Pourtant, en ouvrant un courriel j’ai toutes les entêtes d’affichées. Sans doute que mutt ne lis pas le muttrc ?

De même que quand je fais « mutt -y » le shell me dis « Pas de boîtes aux lettres recevant du courrier définies. », Pourtant, « default » est bien définie dans le .procmailrc ! Mais bon restons sur le premier problème de l’envois de courriel.

J’ai essayer différentes combinaisons, j’ai beau jouer avec la ligne « set sendmail="/usr/bin/nbsmtp -S -U login@aol.fr -P MonMDP -d aol.fr -h smtp.aol.com -p 587 -f login@aol.fr" », rien n’y fait, même message.

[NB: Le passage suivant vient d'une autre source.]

PR #1836, opened 2026-03-30
Fix MQTT subscribe permission check logic

kickster97:
The subscribe permission check used `&&` instead of `||`, allowing users with only read or only write permissions to subscribe. Both permissions are required: read on the exchange (to consume messages) and write on the session queue (to route messages into it). This aligns with how RabbitMQ handles MQTT subscribe permissions.

Run added spec

### DIFF
--- a/src/lavinmq/mqtt/client.cr
+++ b/src/lavinmq/mqtt/client.cr
@@ -164,7 +164,7 @@ module LavinMQ
 
       def recieve_subscribe(packet : MQTT::Subscribe)
         if Config.instance.mqtt_permission_check_enabled?
-          if !user.can_read?(@broker.vhost.name, EXCHANGE) && !user.can_write?(@broker.vhost.name, "mqtt.#{client_id}")
+          if !user.can_read?(@broker.vhost.name, EXCHANGE) || !user.can_write?(@broker.vhost.name, "mqtt.#{client_id}")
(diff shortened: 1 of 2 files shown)


src/lavinmq/mqtt/client.cr
```diff
@@ -164,7 +164,7 @@ module LavinMQ
 
       def recieve_subscribe(packet : MQTT::Subscribe)
         if Config.instance.mqtt_permission_check_enabled?
-          if !user.can_read?(@broker.vhost.name, EXCHANGE) && !user.can_write?(@broker.vhost.name, "mqtt.#{client_id}")
+          if !user.can_read?(@broker.vhost.name, EXCHANGE) || !user.can_write?(@broker.vhost.name, "mqtt.#{client_id}")
```
hananasen:
```suggestion
          unless user.can_read?(@broker.vhost.name, EXCHANGE) && user.can_write?(@broker.vhost.name, "mqtt.#{client_id}")
```
I find that easier to understand, but no strong opinions :)

Also, nice to update the docs around this, I can look into it.

hananasen (approved):
LGTM atleast 😄 just a minor comment, feel free to ignore if you don't agree on it

src/lavinmq/mqtt/client.cr
kickster97: I agree :)

PR #1838, opened 2026-03-31
Recognize IPv4-mapped IPv6 loopback addresses

walro:

When the server binds to `::` on a dual-stack machine, IPv4 clients get peer addresses like `::ffff:127.0.0.1`. This was not recognized as loopback, causing `default_user_only_loopback` to reject the default user connecting from localhost over IPv4.

Specs

### DIFF
--- a/spec/connection_info_spec.cr
+++ b/spec/connection_info_spec.cr
@@ -1,0 +1,40 @@
+require "./spec_helper"
+
+describe LavinMQ::ConnectionInfo::IPAddress do
+  describe "#loopback?" do
+    it "returns true for IPv4 loopback" do
+      addr = LavinMQ::ConnectionInfo::IPAddress.new(Socket::IPAddress.new("127.0.0.1", 0))
+      addr.loopback?.should be_true
+    end
+
+    it "returns true for IPv4 loopback subnet" do
+      addr = LavinMQ::ConnectionInfo::IPAddress.new(Socket::IPAddress.new("127.0.0.2", 0))
+      addr.loopback?.should be_true
+    end
+
+    it "returns true for IPv6 loopback" do
+      addr = LavinMQ::ConnectionInfo::IPAddress.new(Socket::IPAddress.new("::1", 0))
+      addr.loopback?.should be_true
+    end
+
+    it "returns true for IPv4-mapped IPv6 loopback" do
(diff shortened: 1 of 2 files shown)


spuun:
I wonder why we ain't using `Socket::IPAddress#loopback?`? 🤔

walro:
> I wonder why we ain't using `Socket::IPAddress#loopback?`? 🤔

A few lines up we have this comment: https://github.com/cloudamqp/lavinmq/blob/bde4c17ad4d1b32eadadf986ba56a2d399ba68ee/src/lavinmq/connection_info.cr#L27. Possibly not a problem anymore? We could create a throwaway `Socket::IPAddress` instance and delegate to`#loopback?` but seems a bit wasteful.

(or better, we capture it in the initializer)

walro:
@spuun cb12fc2813a69f1d69c5f0dac98a380eddb4df70 WDYT? It will do the loopback check for every IP now, as compared with before it did it lazily. But it seems to be evaluated on every AMQP connection anyway and the bitwise checking in stdlib ought to be quicker than the previous implementation. It will take a toll on the MQTT path where we don't seem to be concerned with `#loopback?` tho.

Personally I think the simpler code is worth it.

spuun:
> > I wonder why we ain't using `Socket::IPAddress#loopback?`? 🤔
> 
> A few lines up we have this comment:
> 
> https://github.com/cloudamqp/lavinmq/blob/bde4c17ad4d1b32eadadf986ba56a2d399ba68ee/src/lavinmq/connection_info.cr#L27
> . Possibly not a problem anymore? We could create a throwaway `Socket::IPAddress` instance and delegate to`#loopback?` but seems a bit wasteful.
> 
> (or better, we capture it in the initializer)

I wonder what kind of memory problem. Leak? Segfault? hm... oh well

spuun:
> @spuun [cb12fc2](https://github.com/cloudamqp/lavinmq/commit/cb12fc2813a69f1d69c5f0dac98a380eddb4df70) WDYT? It will do the loopback check for every IP now, as compared with before it did it lazily. But it seems to be evaluated on every AMQP connection anyway and the bitwise checking in stdlib ought to be quicker than the previous implementation. It will take a toll on the MQTT path where we don't seem to be concerned with `#loopback?` tho.
> 
> Personally I think the simpler code is worth it.

I agree!

spuun (approved):

PR #1842, opened 2026-04-07
Fix: handle valueless boolean CLI flags at compile time

kickster97:
Valueless boolean CLI flags like `--clustering` and `--raise-gc-warn` are broken. `OptionParser` passes an empty string for flags without `=VALUE`, and `parse_value("", Bool)` evaluates to `false` instead of `true`.

Fixed by detecting valueless boolean flags at compile time in the `parse_cli` macro and assigning the correct literal (`true`, or `false` for --no- prefixed flags) instead of always going through `parse_value`.

maybe this code is a bit clunky? I'd love to discuss if there are more elegant solutions

run updated specs

### DIFF
--- a/spec/config_spec.cr
+++ b/spec/config_spec.cr
@@ -281,6 +281,8 @@ describe LavinMQ::Config do
       "--default-user=cliuser",
       "--default-user-only-loopback=false",
       "--no-data-dir-lock",
+      "--clustering",
+      "--raise-gc-warn",
       "--clustering-advertised-uri=lavinmq://test:5679",
       "--clustering-bind=0.0.0.0",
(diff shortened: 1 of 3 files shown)


spuun:
Try
```crystal
      @[CliOpt("", "--clustering", "Enable clustering", ->(String) { true }, section: "clustering")]
 ```

kickster97:
> Try
> 
> ```crystal
>       @[CliOpt("", "--clustering", "Enable clustering", ->(String) { true }, section: "clustering")]
> ```

Think that makes for a better solution!

viktorerlingsson (approved):

snichme (approved):

PR #1844, opened 2026-04-07
Fix data_dir and config_file not reading systemd env vars

kickster97:
The config rewrite (#917) replaced the systemd-standard `STATE_DIRECTORY` and `CONFIGURATION_DIRECTORY` env vars with `LAVINMQ_`-prefixed variants. Since the systemd unit file (`extras/lavinmq.service`) declares `StateDirectory=lavinmq` and `ConfigurationDirectory=lavinmq`, systemd sets these vars automatically, and they are no longer read. 

This means anyone using a non-default `StateDirectory= path` in a systemd override will have it silently ignored, falling back to the hardcoded `/var/lib/lavinmq`. Similarly, a custom `ConfigurationDirectory= `in a systemd override would be ignored when resolving the default config file path.

This PR restores both systemd env vars as fallbacks. `LAVINMQ_DATADIR` and `LAVINMQ_CONFIGURATION_DIRECTORY` still take precedence when set.

run added spec

### DIFF
--- a/src/lavinmq/config/options.cr
+++ b/src/lavinmq/config/options.cr
@@ -13,13 +13,13 @@ module LavinMQ
       DEFAULT_PASSWORD_HASH = Auth::Password::SHA256Password.new("+pHuxkR9fCyrrwXjOD4BP4XbzO3l8LJr8YkThMgJ0yVHFRE+") # Hash of 'guest'
 
       @[CliOpt("-c CONFIG", "--config=CONFIG", "Path to config file", section: "options")]
-      @[EnvOpt("LAVINMQ_CONFIGURATION_DIRECTORY")]
       property config_file = ""
 
       @[CliOpt("-D DIRECTORY", "--data-dir=DIRECTORY", "Data directory", section: "options")]
       @[IniOpt(section: "main")]
+      @[EnvOpt("STATE_DIRECTORY")]
       @[EnvOpt("LAVINMQ_DATADIR")]
-      property data_dir : String = ENV.fetch("STATE_DIRECTORY", "/var/lib/lavinmq")
+      property data_dir : String = "/var/lib/lavinmq"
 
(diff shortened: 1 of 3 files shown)


src/lavinmq/config/options.cr
```diff
@@ -19,7 +19,7 @@ module LavinMQ
       @[CliOpt("-D DIRECTORY", "--data-dir=DIRECTORY", "Data directory", section: "options")]
       @[IniOpt(section: "main")]
       @[EnvOpt("LAVINMQ_DATADIR")]
-      property data_dir : String = "/var/lib/lavinmq"
+      property data_dir : String = ENV.fetch("STATE_DIRECTORY", "/var/lib/lavinmq")
```
snichme: The code looks to support multiple `EnvOpt`  which means you could add 
`@[EnvOpt("STATE_DIRECTORY")] ` after the existing `EnvOpt` and it should pick one of them, the last should have precedence. Have you tested that?

kickster97: hm, yeah.. but the thing is that Crystals `.annotation()` (single) only returns the last annotation, so stacking `@[EnvOpt]` would silently drop all but the last env var. I'd need to change `parse_env` to use `.annotations()` (plural). 

That works for `data_dir`, but `config_file` has to be resolved before `parse_env` runs because `parse_ini` needs the path first, so it still needs special handling. So I end up changing the macro, adding a transform lambda for the directory-to-filepath conversion, and still keeping the early lookup.

What do you think is the downside of the current solution?

spuun: I think it's a tiny change to the code to support multiple `EnvOpt`. 

With the proposed solution in this PR, won't ini config values take precedence over these envs?

kickster97: > With the proposed solution in this PR, won't ini config values take precedence over these envs?

ah yes thats true, need to fix that!

snichme (approved):

PR #1845, opened 2026-04-08
Fix stack overflow with circular or long dead-letter chains

spuun:
 Dead-lettering was implemented via direct recursive calls, causing a stack overflow when two queues mutually dead-lettered to each other or when a sufficiently long dead-letter chain was traversed.

Changes:
  - Replaced recursive dead-letter routing with a trampoline pattern: the DeadLetterer now collects pending (queue, message, callback) tuples into a Context deque and drains them iteratively, keeping the call stack flat regardless of chain length
  - Added a routed callback to DeadLetterer#route so the source message is deleted only after it has been successfully enqueued at the destination (preserving message safety)
  - Introduced publish_internal on queues to accept and propagate the dlx_context through publish → drop_overflow → expire_msg → route, avoiding allocating a new context per hop
  - Moved drop_overflow calls triggered by policy updates into a spawned fiber to avoid re-entrancy

Supersedes #1721

Specs

### DIFF
--- a/spec/queue_dead_lettering_spec.cr
+++ b/spec/queue_dead_lettering_spec.cr
@@ -993,5 +993,67 @@ module DeadLetteringSpec
         #  end
       end
     end
+
+    describe "Routed Callback" do
+      # The routed callback deletes the source message from storage.
+      # With a fanout DLX routing to two queues, the old code stored
+      # the same callback once per destination and called it N times.
+      # Correct behavior: source empties to 0 (called at least once)
+      # and both destinations receive all messages (routing completed).
+      # A double-call would attempt to delete the same segment twice,
+      # risking store corruption or stat errors.
+      it "is called once when dead lettering to multiple queues" do
+        with_amqp_server do |s|
+          with_channel(s) do |ch|
+            ch.exchange_declare("dlx_fanout", "fanout")
+            src = ch.queue("src_fanout", args: AMQP::Client::Arguments.new({
+              "x-dead-letter-exchange" => "dlx_fanout",
+            }))
+            dst1 = ch.queue("dst_fanout_1")
+            dst2 = ch.queue("dst_fanout_2")
+            dst1.bind("dlx_fanout", "")
+            dst2.bind("dlx_fanout", "")
+
+            n = 3
+            n.times { |i| ch.default_exchange.publish_confirm("msg#{i + 1}", src.name) }
+            get_n(n, src, &.reject(requeue: false))
+
+            wait_for { src.message_count == 0 }
+            wait_for { dst1.message_count == n }
+            wait_for { dst2.message_count == n }
+
+            src.message_count.should eq 0
+            dst1.message_count.should eq n
+            dst2.message_count.should eq n
+          end
+        end
+      end
+
+      # When cycle detection drops all destinations the routed callback
+      # must still fire so the source message is removed from storage.
+      # The queue self-binds to the fanout DLX: on first TTL the message
+      # is re-queued with an x-death entry; on the second TTL the cycle
+      # is detected and every destination is skipped. Without the fix
+      # the callback is never enqueued and the message leaks, leaving
+      # message_count > 0 after the sleep.
+      it "is called once when all dead letter destinations are cycles" do
+        with_amqp_server do |s|
+          with_channel(s) do |ch|
+            ch.exchange_declare("dlx_fanout_cycle", "fanout")
+            q = ch.queue("q_fanout_cycle", args: AMQP::Client::Arguments.new({
+              "x-message-ttl"          => 1,
+              "x-dead-letter-exchange" => "dlx_fanout_cycle",
+            }))
+            q.bind("dlx_fanout_cycle", "")
+
+            2.times { |i| ch.default_exchange.publish_confirm("msg#{i + 1}", q.name) }
+
+            sleep 0.1.seconds
+
+            q.message_count.should eq 0
+          end
+        end
+      end
+    end
   end
 end
--- a/spec/queue_dead_lettering_spec.cr
+++ b/spec/queue_dead_lettering_spec.cr
@@ -577,6 +577,59 @@ module DeadLetteringSpec
         end
       end
 
+      it "should not stack overflow with two mutually dead-lettering queues" do
+        with_amqp_server do |s|
+          with_channel(s) do |ch|
+            n = 10_000
+            q1 = ch.queue("dlx_mutual_q1", args: AMQP::Client::Arguments.new({
+              "x-max-length"              => n,
+              "x-dead-letter-exchange"    => "",
+              "x-dead-letter-routing-key" => "dlx_mutual_q2",
+            }))
+            q2 = ch.queue("dlx_mutual_q2", args: AMQP::Client::Arguments.new({
+              "x-max-length"              => n,
+              "x-dead-letter-exchange"    => "",
+              "x-dead-letter-routing-key" => "dlx_mutual_q1",
+            }))
+            n.times { |i| ch.default_exchange.publish("q1-#{i}", q1.name) }
+            n.times { |i| ch.default_exchange.publish("q2-#{i}", q2.name) }
+            wait_for { q1.message_count == n && q2.message_count == n }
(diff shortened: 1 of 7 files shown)


src/lavinmq/amqp/argument/dead_lettering.cr
```diff
@@ -12,9 +12,25 @@ module LavinMQ::AMQP
         add_argument_validator "x-dead-letter-routing-key", ArgumentValidator::DeadLetteringValidator.new
       end
 
+      alias MessageRoutedCallback = Proc(Nil)
+      alias Task = {AMQP::Queue, Message} | MessageRoutedCallback
+
+      struct Context
```
viktorerlingsson: I think `Context` is a bit vague of a name. How about renaming this to something more descriptive, like `TaskQueue` or something like that?

spec/queue_dead_lettering_spec.cr
```diff
@@ -940,5 +993,67 @@ module DeadLetteringSpec
...
+            ch.exchange_declare("dlx_fanout_cycle", "fanout")
+            q = ch.queue("q_fanout_cycle", args: AMQP::Client::Arguments.new({
+              "x-message-ttl"          => 1,
+              "x-dead-letter-exchange" => "dlx_fanout_cycle",
+            }))
+            q.bind("dlx_fanout_cycle", "")
+
+            2.times { |i| ch.default_exchange.publish_confirm("msg#{i + 1}", q.name) }
+
+            sleep 0.1.seconds
```
viktorerlingsson, line 1051: can we use `wait_for` instead of `sleep` here?

viktorerlingsson:
I've ran a bunch of tests against both this branch and main, and everything seems to be working as expected 👍 

## Test report

  ### The bug this PR fixes

  | Scenario | `main` | This PR |
  |---|---|---|
  | Two queues dead-lettering into each other, triggered to cascade (5000 msgs/queue) | **SEGFAULT** (stack overflow) | PASS,  final counts correct |
  | 100-queue linear DLX chain, trigger cascades end-to-end | Messages don't reach the tail (chain_q99=2) | PASS, full chain  completes in 26 ms |

  ### Existing DLX behaviour is preserved

  Identical results on both branches:

  - `max-length` overflow dead-letters the head (200 msgs, limit 100 → 100 in src, 100 in DLQ)
  - `max-length-bytes` overflow dead-letters by bytes (200×256 B, 10 kB cap → 35 in src, 165 in DLQ)
  - TTL expiry dead-letters (500 msgs, ttl=100 ms → 0 in src, 500 in DLQ)
  - Immediate expiry, TTL=0 (5000 msgs → 0 in src, 5000 in DLQ)
  - Fanout DLX routes to every bound queue (50 msgs, limit 10 → 10 in src, 40 in each of 2 DLQs)
  - Cycle detection still drops self-DLX loops to zero
  - Persistent dead-lettered messages survive a server restart with correct counts (500 msgs → 100 in src, 400 in DLQ after
  restart)

  ### Throughput

  No measurable regression in release mode. 100k 64 B messages, publisher confirms:

  | Scenario | `main` | This PR |
  |---|---|---|
  | Publish with `max-length=1000` + DLX (steady overflow) | 99,206 msg/s | 99,304 msg/s |
  | Publish with `max-length=1000`, no DLX (drop-head overflow) | 49,751 msg/s | 49,825 msg/s |

### Stress / concurrency (PR branch)

  Each scenario is a stress variant of the bug-reproduction cases above, designed to surface any race or memory issue that a single-pair/single-chain test wouldn't:

  - **Parallel mutual DLX** — 5 independent mutual-DLX queue pairs, all triggered at the same instant. Exercises the trampoline under concurrent cascades on different queues. All pairs settle to correct counts.
  - **Parallel DLX chains** — 5 independent 10-queue chains, all triggered at the same instant. Like the 100-queue chain test, but exercising multiple cascades running through the trampoline in parallel. All chains complete.
  - **Parallel overflow** — 5 queues with `max-length` + DLX, all receiving high-rate publishes in parallel. Exercises `drop_overflow` + dead-letter routing under simultaneous load across queues. No crash, all src/DLQ counts match expectations.
  - **Sustained load with a consumer** — single queue, 10 s of concurrent publishers and a consumer draining the DLQ. Exercises the interaction of publishing, overflow dead-lettering, and consumer delivery under steady pressure. Server stable, no message loss or corruption.

All tests pass.

src/lavinmq/amqp/argument/dead_lettering.cr
snichme: Out of curiosity, can `Context` or what we decide to name it instead be a `alias Context = Deque(Task)`?

src/lavinmq/amqp/argument/dead_lettering.cr
```diff
@@ -69,18 +87,47 @@ module LavinMQ::AMQP
...
+        end
+
+        private def drain_context
+          while task = @context.shift?
+            case task
+            when MessageRoutedCallback
+              begin
+                task.call
+              rescue ex
+                @log.warn(exception: ex) { "Unexpected error in dead letter routed callback" }
```
snichme: These should probably be `@log.error` since they are unexpected.

src/lavinmq/amqp/argument/dead_lettering.cr
```diff
@@ -69,18 +87,47 @@ module LavinMQ::AMQP
...
+              end
+            else
+              dst_q, msg = task
+              begin
+                dst_q.publish_internal(msg, dlx_context: @context)
+              rescue Queue::RejectOverFlow
+                # noop
+              rescue ex
+                @log.warn(exception: ex) { "Unexpected error when dead lettering to #{dst_q.name}, messages dropped" }
```
snichme: These should probably be `@log.error` since they are unexpected.

snichme: And is it possible to type the `ex` or is this just a catch all just to be safe?

snichme (commented):
This solution looks much cleaner than the other. Nicely done.

src/lavinmq/amqp/argument/dead_lettering.cr
spuun: Yeah, or change the interface of it. When it was introduced I thought that it maybe would include more stuff.

Rename the methods to `push_task` and `shift_task?`. Or maybe just go with @snichme's approach and use an alias for `Deque(Task)`.

spec/queue_dead_lettering_spec.cr
spuun: Probably. I guess claude used `wait_for` since it's used in other places in that file.

src/lavinmq/amqp/argument/dead_lettering.cr
spuun: True!

src/lavinmq/amqp/argument/dead_lettering.cr
spuun: I want to catch all. I reasoned that we want the dead letter to continue even if some queues we're dead lettering too are in a bad state.

src/lavinmq/amqp/argument/dead_lettering.cr
viktorerlingsson: Yeah maybe just go with the alias!

src/lavinmq/amqp/argument/dead_lettering.cr
snichme: Yes, makes sense. can we type it to `RuntimeError` or whatever the "highest" type is, just to show that we haven't forgotten about setting a type but we still catch what we want :)

spec/queue_dead_lettering_spec.cr
spuun: I'll go with sleep for now, since it's used a lot in that spec file. We can reconsider this and refactor in another PR.

spuun:
> Out of curiosity, can Context or what we decide to name it instead be a alias Context = Deque(Task)?

Yes, IIRC I made the Context a Deque at first, but wanted something more generic with a more strict interface.

snichme (approved):

PR #1846, opened 2026-04-09
Fix flaky etcd spec caused by duplicate ports

viktorerlingsson:
Use `Array#sample` instead of repeated `rand` calls to guarantee unique port numbers in `EtcdCluster#initialize`, preventing random collisions that caused bind failures.

### DIFF
--- a/spec/etcd_spec.cr
+++ b/spec/etcd_spec.cr
@@ -184,7 +184,7 @@ class EtcdCluster
   @ports : Array(Int32)
 
   def initialize(nodes = 3)
-    @ports = (100..998).to_a.sample(nodes)
+    @ports = (100..999).sample(nodes)
   end
 
   def endpoints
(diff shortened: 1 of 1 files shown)


spec/etcd_spec.cr
```diff
@@ -184,7 +184,7 @@ class EtcdCluster
   @ports : Array(Int32)
 
   def initialize(nodes = 3)
-    @ports = nodes.times.map { rand(899) + 100 }.to_a
+    @ports = (100..998).to_a.sample(nodes)
```
spuun: I think you can use sample on a range
```suggestion
    @ports = (100..998).sample(nodes)
```

Any reason you didn't include 999? :)

spuun (approved):

snichme (approved):

spec/etcd_spec.cr
viktorerlingsson: ah, changed to sample on range instead! 

> Any reason you didn't include 999? :)

No, I think Claude just made that up 😬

Vous n’auriez pas d’idée sur ce qui plante s’il vous plais ?

Merci par anticipation.

emerge --info muttLast edited by Napoleon on Mon Dec 19, 2011 10:44 am; edited 1 time in total

----------

## Napoleon

Finalement, j’ai pu résoudre le shmilblic,

J’ai viré nbsmtp, pour essayer postfix sauf que c’était franchement une usine à gaz pour le peut que je voulais faire.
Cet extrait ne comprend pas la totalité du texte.